DATA RECORDS:

▶

PR #94, opened 2018-05-29
Some unit tests for safety controller.

amshuman-kr:
Added ginkgo sub-package github.com/onsi/ginkgo/extensions/table to vendoring.

Added bugfixes in a couple of places in machine_safety.go to handle machinesets without machinedeployments.

### DIFF
--- a/pkg/controller/machine_safety.go
+++ b/pkg/controller/machine_safety.go
@@ -94,7 +94,7 @@ func (c *controller) checkAndFreezeORUnfreezeMachineSets(wg *sync.WaitGroup) {
 		lowerThreshold := higherThreshold - c.safetyOptions.SafetyDown
 
 		machineDeployments := c.getMachineDeploymentsForMachineSet(machineSet)
-		if machineDeployments != nil && len(machineDeployments) >= 1 {
+		if len(machineDeployments) >= 1 {
 			machineDeployment := machineDeployments[0]
 			if machineDeployment != nil {
 				surge, err := intstrutil.GetValueFromIntOrPercent(
@@ -481,7 +481,7 @@ func (c *controller) freezeMachineSetsAndDeployments(machineSet *v1alpha1.Machin
 	}
 
 	machineDeployments := c.getMachineDeploymentsForMachineSet(machineSet)
-	if machineDeployments != nil && len(machineDeployments) >= 1 {
+	if len(machineDeployments) >= 1 {
 		machineDeployment := machineDeployments[0]
 		if machineDeployment != nil {
 			for {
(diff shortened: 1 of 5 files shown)


pkg/controller/machine_safety.go
```diff
@@ -93,23 +93,27 @@ func (c *controller) checkAndFreezeORUnfreezeMachineSets(wg *sync.WaitGroup) {
 		// Unfreeze machineset when replica count reaches higherThreshold - SafetyDown
 		lowerThreshold := higherThreshold - c.safetyOptions.SafetyDown
 
-		machineDeployment := c.getMachineDeploymentsForMachineSet(machineSet)[0]
-		if machineDeployment != nil {
+		machineDeployments := c.getMachineDeploymentsForMachineSet(machineSet)
+		if machineDeployments != nil && len(machineDeployments) >= 1 {
+			machineDeployment := machineDeployments[0]
+			if machineDeployment != nil {
```
prashanth26: Does this if condition add any value? or am i missing something?

pkg/controller/machine_safety.go
```diff
@@ -476,31 +480,35 @@ func (c *controller) freezeMachineSetsAndDeployments(machineSet *v1alpha1.Machin
...
-			}
-			clone.Status = newStatus
-			clone.Labels["freeze"] = "True"
-			_, err = c.controlMachineClient.MachineDeployments(clone.Namespace).Update(clone)
-			if err == nil {
-				break
+	machineDeployments := c.getMachineDeploymentsForMachineSet(machineSet)
+	if machineDeployments != nil && len(machineDeployments) >= 1 {
+		machineDeployment := machineDeployments[0]
+		if machineDeployment != nil {
```
prashanth26: same as above

amshuman-kr: Same as my reply above :-)

pkg/controller/machine_safety.go
amshuman-kr: This fixes the bug that safety controller panics if a machineset does not have a corresponding machinedeployment.

This is the issue Padma found in safety controller.

amshuman-kr: The panic is "index out of bounds" because machineDeployments array is empty if there are no machinedeployments for the machineset.

prashanth26: You are already testing for array length to be greater than or equal to 1 right? so array would atleast have one element.

prashanth26: And i understood the purpose of the change, I was concerned about the additional if condition alone.

prashanth26: Yeah even I was wondering about the last point. Let's keep it then perhaps, no harm.

amshuman-kr: I have removed the spurious nil check before the len(). But the nested nil check is required, I think.

amshuman-kr:
Thanks, @prashanth26 !

Issue #78, opened 2018-04-26
Update failed machine object state


prashanth26:
Currently when a machine goes into failed state and say later the node joins the cluster after a while, the machine is deleted anyways in the next reconciliation by the machineSet controller. 

Solution: Update machine status of Failed machine objects if it succeeds after a while and the object still exists.

prashanth26:
This PR resolves this - https://github.com/gardener/machine-controller-manager/pull/97

PR #97, opened 2018-05-30
Issue #78: Update failed machine object state

ggaurav10:
Fix: Reconcile the machines that are in "Failed" state also because they might become "Ready" after a while

### DIFF
--- a/pkg/controller/machine.go
+++ b/pkg/controller/machine.go
@@ -252,7 +252,8 @@ func (c *controller) updateMachineState(machine *v1alpha1.Machine, node *v1.Node
 
 	if machine.Status.LastOperation.State != "Successful" {
 
-		if machine.Status.LastOperation.Type == "Create" {
+		if machine.Status.LastOperation.Type == "Create" &&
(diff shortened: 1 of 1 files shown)


pkg/controller/machine.go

◀

WORK TASK: Copy out every line in the entries above that holds "LastOperation".

ANSWER SECTION:
 	if machine.Status.LastOperation.State != "Successful" {
-		if machine.Status.LastOperation.Type == "Create" {
+		if machine.Status.LastOperation.Type == "Create" &&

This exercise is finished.